In a key study, the ocular irritation that could be induced by the registered substance was evaluated in rabbits according to the recommendations of the OECD Guideline No. 405 and compliance to GLP (Clouzeau, 1992c). Having confirmed that the registered substance was not very irritating or corrosive when administered by the cutaneous route, a single dose of 0.1 ml of undiluted substance was instilled into the conjunctival sac of the left eye of 3 male New Zealand White rabbits.

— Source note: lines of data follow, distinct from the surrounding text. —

PR #691, opened 2026-07-31
Constant two-column layout for tool controls

### LINKED ISSUE #679: Launch 05 - Tool controls: two-column layout, stable height, unified help tip
## Context

The area under the tool buttons (`ToolControls`) mounts a different component per tool — pan shows nothing, brush/eraser show `BrushControls`, break shows controls only in block view, inspector its own panel. Height changes on every tool switch, causing layout jumps. Display toggles that matter while painting (district numbers, population tooltip) are buried in the Visual settings popover.

## Requirements

1. **T-shaped Two-column layout** under the toolbar when the sidebar is wide enough (container query on the resizable sidebar; stack to one column when narrow):
   - **Top**: Always one column, county brush, brush size slider  (county brush left of the slider, per Issue 04)
   - **Left**: District (zone) picker, this column should be ~2/3 of the total width and display color picker pips in a small grid as needed
   - **Right**: key option toggles — District numbers (`showZoneNumbers`), Population tooltip (`showPopulationTooltip`), Disallow paint over (from Issue 03; leave a slot until it lands)
2. **Remove those toggles from the Visual settings popover** — they live only in the new right column (no duplication).
3. **Constant vertical spacing across move / paint / erase / break**: the full scaffold renders for all four tools; irrelevant controls are disabled/grayed, not unmounted:
   - Move (pan): slider + district picker disabled; key options remain usable
   - Erase: district picker disabled (districts mode); slider active
   - Break before entering block view: same scaffold as paint
   - **Inspector keeps its own distinct layout** (allowed to differ in height)
4. **Unified help tip**: move/paint/erase/break/ inspector share **one** combined `HelpTip` on hover anywhere over those three buttons in draw mode and in super-draw mode; undo/redo keep their individual tips.

## Suggested approach

- `app/src/app/components/Toolbar/ToolControls/ToolControls.tsx`: collapse the per-tool config for pan/brush/eraser/shatter into one shared scaffold component with a `disabled` map derived from `activeTool` (keep `InspectorControls` as its own branch). Getting rid of the conditional mounting is what kills the height jumps — verify no hotkey/listener assumptions break (`ZonePicker` etc. currently assume they only mount when applicable).
- Layout: the sidebar already sets `containerType: 'inline-size'` (`Sidebar.tsx`), so use a `@container` CSS breakpoint for the column split.
- Key options: extract the three checkbox items from `app/src/app/components/Toolbar/Settings.tsx` into a small shared component rendered in the right column; delete them from the popover's checkbox group.
- Unified tip: wrap the pan/brush/eraser button trio in a single `HelpTip` for draw mode and wrap all five main tools in a single `HelpTip` for superdraw mode.  (the undo/redo pair already does exactly this — same pattern). Drop the separate pan/brush/eraser entries. Make dummy videos with the correct video name on S3 (e.g., by copying from other clips), all clips will be updated and overridden before launch, so having the correct video name is good for now.

## Dependencies / sequencing

- **After Issue 03** (Disallow paint over provides the third right-column toggle) and **after Issue 04** (county brush ordering; if this issue lands first, Issue 04 drops its layout requirement). All three edit `BrushControls.tsx`.
- **Coordinate with Issue 01**: Issue 01 moves the remaining Visual settings content into the Map Layers tab. The toggle removal here must land against whichever version of that content exists — agree on order so the two edits to `Settings.tsx` don't collide.

## Acceptance criteria

- [ ] Wide sidebar: T shaped layout with brush slider and county brush toggle above, then controls in two columns with ~2/3 - 1/3 width layout (paint controls left, key options right); narrow sidebar: stacked, nothing clipped
- [ ] Switching between move/paint/erase/break causes no vertical shift of the sidebar content below; disabled controls are visibly grayed and inert
- [ ] District numbers / Population tooltip toggles work from the right column and no longer appear in Visual settings
- [ ] Inspector still shows its own controls
- [ ] Hovering any of move/paint/erase shows the single combined tip; break, inspector, undo/redo tips unchanged
- [ ] Tool hotkeys and eraser/zone-picker behavior in COI mode unchanged

### LINKED ISSUE #682: Launch 08 - HelpTip: rename video link to "Quick demonstration"
## Context

The hover HelpTip shows a link that opens the video clip modal, currently labeled "See demonstration ▸" (`app/src/app/components/HelpTip/HelpTip.tsx`, ~line 254).

## Requirements

Change the link text to **"Quick demonstration ▸"** (keep the arrow glyph and behavior unchanged).

## Suggested approach

One-line string change in `HelpTip.tsx`. Check for a matching aria-label or test assertion referencing the old text.

## Dependencies / sequencing

None. (Issue 05 adds a new combined help tip entry but doesn't touch this string.)

## Acceptance criteria

- [ ] HelpTip video link reads "Quick demonstration ▸"; modal opens as before
- [ ] No stale "See demonstration" strings remain (grep)

fangge518:
Closes #679, closes #682. `ToolControls.tsx` used to mount a different component tree per active tool — nothing for pan, `BrushControls` for paint/erase, and (before entering block view) a literal empty render for break, on the reasoning that there's nothing to paint yet. Each behavior lived in its own branch, and controls like `ZonePicker` were written assuming they'd only ever mount when applicable.

**Fix:** one `ToolControlsScaffold` now mounts unconditionally for pan, paint, erase, and break (both before and after entering block view) — same structure every time, a `disabled` calculation per tool grays out the pieces that don't apply (pan disables the brush-size slider and district/zone picker; erase disables the picker only in Districts mode; break disables both before a unit is broken, matching paint's full controls once it is). Inspector keeps its own separate layout, untouched. The scaffold lays out as a top row (county-brush checkbox left of the brush-size slider, matching #678's ordering), then a `@container`-queried two-column row below it — district/zone picker on the left, three key-option toggles (district numbers, population tooltip, and a disabled placeholder for #677's "disallow paint over") on the right, stacking to one column under a narrow sidebar.

Since the zone/district picker now mounts even when visually disabled, its digit-key hotkey (previously gated only by whether the component mounted at all) needed its own gate: `ColorPicker` and `CoiPicker` take a `disabled` prop that suppresses the keydown handler, threaded down from the scaffold.

The district-numbers and population-tooltip toggles moved out of `Settings.tsx`'s Visual Settings popover entirely, into a `KeyOptionToggles` component rendered only in the scaffold's right column. Nothing loses access to them: the toolbar (and this scaffold with it) is always mounted above the sidebar, independent of whether the sidebar itself shows the tabbed layout or the stacked-panels/Super Draw fallback, so the popover never needed its own copy.

Also merges the five per-tool `HelpTip` entries (pan, paint, erase, break, inspector) into two shared ones — `drawToolsCombination` (pan/paint/erase) and `superdrawToolsCombination` (pan/paint/erase/break/inspector) — using the same one-entry/many-triggers pattern already used for undo/redo. Each tool button still renders its own `HelpTip` instance but overrides the shared entry's text to empty, leaving only the demonstration-video link.

Folds in #682: the demonstration link's label changes from "See demonstration ▸" to "Quick demonstration ▸", fixed across every tip. `HelpTipEntry` gains an optional `linkSuffix` — plain, non-clickable text trailing after the link on the same line — so only "Quick demonstration ▸" itself is ever part of the click target, never a longer descriptive phrase. The two tool-group combos read "Quick demonstration ▸ on how to combine tools efficiently"; undo/redo reads "Quick demonstration ▸ on how to undo/redo". Undo/redo's hover card now also drops its description sentence in plain Draw mode (the same text="" suppression the tool-group combos already used), leaving just the link — the sentence still appears in the expanded video modal's description, it just no longer duplicates above the link in the hover card.

County Brush (`PaintByCounty.tsx`) joins the same combined-tools demonstration too, dropping its own dedicated `countyBrush` HelpTip entry/video in favor of `drawToolsCombination`/`superdrawToolsCombination` — same text-suppression pattern as the other buttons. Its "unavailable while breaking a unit into blocks" state still overrides the hover text, and now explicitly hides the link via a new `HelpTip` prop, `hideLink`, instead of the old mechanism (any non-empty override text silently hid the link). That mechanism change is also what lets undo/redo's Super Draw shortcut text keep the demonstration link visible alongside it — previously any override text hid the link unconditionally, which was wrong for undo/redo (the shortcuts supplement the same video, they aren't a different situation) even though it was right for County Brush's break-mode message.

County Brush and the Population tooltip toggle are both now also disabled during the Move (pan) tool, matching the brush-size slider and zone picker — neither does anything while just panning.

## Tested

- [X] Switching between pan/paint/erase/break shows the same layout with only the relevant controls enabled
- [X] Break shows disabled controls before entering block view, and live ones after
- [X] District numbers / population tooltip toggles appear only in the scaffold's right column — not in the Visual Settings popover, not in the Map Layers tab's "Map options" section
- [X] Hovering pan/paint/erase (draw) or the super-draw tool group shows only "Quick demonstration ▸ on how to combine tools efficiently", no separate description text, and only "Quick demonstration ▸" itself is clickable
- [X] Hovering undo/redo in plain Draw mode shows only "Quick demonstration ▸ on how to undo/redo"; in Super Draw mode it shows the chorded shortcuts as text, with the same link still visible below them
- [X] Hovering County Brush shows the same combined "Quick demonstration ▸ on how to combine tools efficiently" link as the other basic tools, except while breaking a unit into blocks, where it shows "Unavailable while breaking a unit into blocks" with no link
- [X] Two-column layout collapses to one column when the sidebar is narrow
- [X] County Brush and Population tooltip are both grayed out and non-interactive during the Move (pan) tool; District numbers stays enabled
- [X] `bun run ts` — clean


app/src/app/components/Toolbar/DistrictZonePicker.tsx
nofurtherinformation: I: Tangential to this PR, let's only show the District count in Super Draw (since only then the number of districts is modifiable)

app/src/app/components/Toolbar/ToolControls/ToolControlsScaffold.tsx
```diff
@@ -0,0 +1,95 @@
...
+      </Flex>
+
+      <TwoColumnGrid>
+        <Box style={disabledSectionStyle(zonePickerDisabled)}>
+          <ZonePicker disabled={zonePickerDisabled} />
+        </Box>
+        <KeyOptionToggles />
+      </TwoColumnGrid>
+
+      {paintConstraint && (
```
nofurtherinformation: Q: Tangential to this PR, but should we refactor this to follow the same pattern as the break pill on the map?

app/src/app/components/Toolbar/ToolControls/ToolControlsScaffold.tsx
```diff
@@ -0,0 +1,95 @@
...
+        <Box className="flex-grow" style={{flexGrow: 1, ...disabledSectionStyle(sliderDisabled)}}>
+          <BrushSizeSelector />
+        </Box>
+      </Flex>
+
+      <TwoColumnGrid>
+        <Box style={disabledSectionStyle(zonePickerDisabled)}>
+          <ZonePicker disabled={zonePickerDisabled} />
+        </Box>
+        <KeyOptionToggles />
```
nofurtherinformation, line 78: Q: In Super Draw, what do you think about moving the sidebar layout toggle and visual settings button (when using stacked panels) to the bottom of this area? 

That might condense the space slightly more

app/src/app/components/HelpTip/helpTipContent.ts
```diff
@@ -72,19 +69,19 @@ export const helpTipContent = {
...
     title: 'District overview',
-    text: 'Click here to expand the district overview, listing each drawn district — click a number there to select it and switch the brush to that color, and see each district’s population against the ideal target.',
-    videoFile: 'district_overview.webm',
-    guideAnchor: 'district-overview',
+    text: 'Expand here to monitor the district populations as you draw.',
   },
   districtLock: {
     title: 'Locking districts',
-    text: 'Toggle the lock icon next to a district to protect it from being painted over while you work on other districts.',
+    text: 'Toggle it protect this district from being painted over or erased.',
```
nofurtherinformation:
```suggestion
    text: 'Toggle it to protect this district from being painted over or erased.',
```

nofurtherinformation (approved):
Looks good! One typo and a couple tangents we could clean up while working on these parts of the app, but nothing blocking.

app/src/app/components/Toolbar/ToolControls/ToolControlsScaffold.tsx
fangge518: I think this is the right direction, but might need some further attention on how it interact with inspector, and how the toggle fits in the default layout without visual setting. Let's do this in a future change.

app/src/app/components/Toolbar/ToolControls/ToolControlsScaffold.tsx
fangge518: Done.

app/src/app/components/Toolbar/DistrictZonePicker.tsx
fangge518: This is added.

app/src/app/components/HelpTip/helpTipContent.ts
fangge518: Fixed.

PR #692, opened 2026-07-31
Fix stale completeness check via React Query, keyed like Contiguity

fangge518:
The Stats tab's Completeness check (unassigned-area finder) could show leftover results from an earlier fetch even after a map was fully assigned. `unassignedFeatureBboxes` only refreshed on three ad hoc triggers: initial mount (guarded by a `hasFoundUnassigned` flag that lives in a store outliving the component, so it never re-fires on remount), a `document_id` change, or an `updated_at` change tracked via a `useRef` that resets fresh on every remount — so it couldn't detect a save that landed while the component was unmounted. Reopening the panel, or returning to it after a save happened elsewhere, could leave stale unassigned-area chips on an actually-complete map with no signal they might be wrong.

The sibling Contiguity check doesn't have this problem: it uses `@tanstack/react-query`, keyed on `[document_id, updated_at]`, so a key change refetches regardless of mount history.

**Fix:** Move the unassigned-features fetch onto the same `useQuery` pattern, keyed identically (`['UnassignedFeatures', documentIdParam, updated_at]`). `unassignedFeatures.ts` is trimmed to just the `selectedIndex` UI state the query doesn't own — the fetch, cache, and loading state (`hasFoundUnassigned`/`isLoading`) now live entirely in the query.

## Tested

- [x] Type check (`bun run ts`)
- [x] Assign all population, save, open Stats → Completeness — shows "No unassigned areas found"
- [x] Un-assign an area, save while the panel stays open — chip list picks up the change without leaving and returning
- [x] Re-assign it, save, navigate away and back to Completeness — shows the current (complete) state on remount (the case that was broken)
- [x] Read-only shared-link view — the `public_id`-based fetch path still resolves

### DIFF
--- a/app/src/app/components/sidebar/MapValidation/ZoomToUnassigned.tsx
+++ b/app/src/app/components/sidebar/MapValidation/ZoomToUnassigned.tsx
@@ -1,56 +1,50 @@
 import {useSummaryStats} from '@/app/hooks/useSummaryStats';
 import {useMapStore} from '@/app/store/mapStore';
 import {useMapControlsStore} from '@/app/store/mapControlsStore';
+import {useAssignmentsStore} from '@/app/store/assignmentsStore';
 import {useUnassignFeaturesStore} from '@/app/store/unassignedFeatures';
+import GeometryWorker from '@/app/utils/GeometryWorker';
 import {formatNumber} from '@/app/utils/numbers';
 import {Checkbox, Flex, Text} from '@radix-ui/themes';
-import React, {useEffect, useRef} from 'react';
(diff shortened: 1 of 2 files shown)


nofurtherinformation (approved):
Let's wait to merge this until after the launch feedback, but-- LGTM!

Nice integration of react query and net negative LOC :) 

I had a reaction against react query a while back, we had tried to use it for everything including mutations, and it was pretty fussy with the level of complexity in some of our server interactions. But, this usage makes sense and is very clean. Thank you!

PR #694, opened 2026-08-03
Feat/launch staging internal misc

nofurtherinformation:
* Center population bars horizontally when over max width
* Overlay slider clips the right edge
* Flip unassigned areas / population preview text
* Get started
   * “Move to” instead of “mark”
   * Mark as in progress could be bigger/more prominent
   * Add icon indicating state for move to based on existing 
   * Add save now top level scent for contiguity as needed
* Make manual save not flash the screen, just use the autosave behavior but with dfferent text


fangge518 (approved):
Everything is working as intended. And the code looks good to me.

Two nitpicks:
1. In the HelpBox, I prefer to have "Save now" and "Find disconnected components" shown in one sentence: "link{Save now} and link{find disconnected components}". I hope this would suggest to user that these are two steps of one operation. There is also a risk that user might think clicking it once is enough and confused after clicking "Save now" that nothing salient is occurring.

2. I think "Move to In Progress" is syntactically as unclear as "Mark as In Progress". How about "Mark the plan as "In Progress"" and "Mark the plan as "Ready to Share""?

PR #695, opened 2026-08-03
Post-#691/#690 fixes: key-option toggles, county brush, help-tip copy

fangge518:
Small fixes found while reviewing the #690/#691 batch after merge.

- The three key-option checkboxes ("Only paint unassigned areas", "Show district numbers", "Show population on hover") were visually misaligned and vaguely labeled. Relabeled and consolidated into one place (previously "Disallow paint-over" duplicated a dead-code path in Inspector's own controls that never actually rendered).
- County brush could show checked on a blank multi-county map (e.g. Montana) while still only painting single units — its on/off flag and its actual paint behavior were separate state that only a manual toggle kept in sync. Now synced automatically.
- County brush stayed clickable on single-county and local maps even though toggling it did nothing there; now disabled outright. Connecticut is disabled outright too, regardless of county count — its county boundaries no longer correspond to the FIPS codes districtr's own map data uses.
- The draft-status helper's "Show population tooltips as you paint" hint pointed at a sidebar tab section that no longer holds that toggle; now points at the toggle's real location.
- Removed a duplicate "release paint mask" button left over in Inspector's controls — the floating map pill already covers that state everywhere.
- Trimmed the demographics/elections help-tip copy: both mentioned on-map configuration that doesn't exist in the sidebar section where they actually show.
- The Demographics/Elections help tips were shared, word-for-word, between the Map Layers tab (a toggle list) and the Stats tab (a data table) — same text, same demonstration link, in two contexts that don't need the same thing. Split into separate tips: Map Layers keeps the link, drops the text; Stats keeps the text, drops the link. The stacked layout's own combined Demographics/Elections section (which merges what these two tabs split apart) still gets both.


nofurtherinformation (approved):
LGTM!

We _could_ opt to hide the county brush entirely, but I like this approach to start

The eyes were not rinsed after instillation of the test substance. The ocular reactions were observed one hour, 24, 48 and 72 hours after the instillation. The mean value of the scores recorded after 24, 48 and 72 hours for each animal was calculated. Some slight conjunctival reactions (mean chemosis score of 0.3 in 2 animals and mean redness score of 0.3 in 2 animals) were observed after instillation of the test substance. No iridic irritation or corneal opacity was noted. No ocular reactions were observed after 48 and 72 hours. The registered substance was considered as very slightly irritant when administered by ocular route in rabbits.

 

Respiratory irritation

 

No data are available to evaluate the respiratory irritation potential of  the registered substance. However, considering the low vapor pressure and the absence of significant irritation on the skin and eyes,  the registered substance is not considered as a potential irritant for the respiratory tract.

 

.

Justification for classification or non-classification

According to the criteria of EC regulation No 1272/2008, no classification is warranted for skin and eye irritation.